6 is a diagram showing a relationship between a synthesized waveform and an original waveform according to the parallel-coupled RNN shown in FIG.

FIG. 7 is a diagram showing a unit configuration in a conventional RNN.

FIG. 8 is a diagram showing a basic configuration of a conventional fully-coupled RNN.

FIG. 9 is a diagram showing a basic configuration of a conventional fully-coupled RNN (also applicable to the present invention).

[Explanation of symbols]

 P1, P2, P3 data access terminals

Claims (2)

[Claims] 1. A learning of a parallel connection type recurrent neural network which is constructed by connecting a plurality of units including a plurality of output neurones to be completely connected in parallel in parallel and which uses an error backpropagation method as a learning rule. The error backpropagation method is based on a state equation of a fully-coupled recurrent neural network, and in the initial state, outputs an output signal of a first-stage unit of the plurality of units and an input teacher signal. And the window width of the teacher data referred to in the unit of the second stage is changed to form the initial point, and in the progressing state, it operates from the initial point and shifts to the next stage in each stage.

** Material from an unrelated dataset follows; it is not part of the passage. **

PR #1051, opened 2021-01-05
Reorder publication.rb model like source.rb

fjorba:
Publication model shares with Source that both are bibliographic Marc
records.  Reorder the common lines of both models so that the common ones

According to a predetermined evaluation function is performed when the evaluation function is less than a predetermined evaluation value. Practice method. 2. A parallel-type recurrent neural network which is configured by connecting a plurality of units, each of which is a complete combination of a plurality of neurons including an output neuro, in parallel, and which uses an error back-propagation method as a learning rule. network.